_RECORDS PROVIDED:_
PR #514, opened 2020-07-05
fix exporting buffers with 3 planes and VA_EXPORT_SURFACE_SEPARATE_LAYERS

michaelolbrich:
To get the plane offset, y_cb_offset or y_cr_offset must be multiplied with
the pitch for the 'Y' plane. See for example i965_DeriveImage().

Without this, exporting formats with 3 planes where cb_cr_pitch == width/2
is broken, because the offset of the third plane is calculated incorrectly.

### DIFF
--- a/src/i965_drv_video.c
+++ b/src/i965_drv_video.c
@@ -6904,16 +6904,17 @@ i965_ExportSurfaceHandle(VADriverContextP ctx, VASurfaceID surface_id,
                 else
                   y_offset = obj_surface->y_cr_offset;
             } else {
-                y_offset = obj_surface->y_cr_offset - obj_surface->y_cb_offset;              
-                if (y_offset < 0)
-                  y_offset = -y_offset;
+                if (obj_surface->y_cb_offset < obj_surface->y_cr_offset)
+                  y_offset = obj_surface->y_cr_offset;
+                else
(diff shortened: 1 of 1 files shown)


rmader:
Just wanted to drop that I've been hitting this as well. I've worked around it with [a dirty Gstreamer patch](https://gitlab.freedesktop.org/rmader/gstreamer/-/commit/776628b19875b7b21a63ca9fd9673c295c86e97a) which usually gives the right results, but not always. Would be nice to still see this land!

rmader:
P.S.: I verified that this MR fixes playback with Gstreamer 1.24 `vampeg2dec` on my Thinkpad T400 (GM45/P8400) with the following samples:
 - https://kodi.wiki/view/Samples : [MPEG2 1080i/29.97](https://drive.google.com/file/d/0BwxFVkl63-lETXlOa3hEMmVyZGM/view?usp=sharing&resourcekey=0-FG5JbjCsd8QduRhkZ2aT8A) (U.S. ATSC OTA capture w/DD5.1 audio, muxed into MKV)
 - https://docs.evostream.com/2.0/userguide_samplecontent.html [bun33s.ts](http://docs.evostream.com/sample_content/assets/bun33s.ts)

_EXERCISE GOAL:_
Say the number of data lines holding "that", without any other words.

_ANSWER BOX:_
2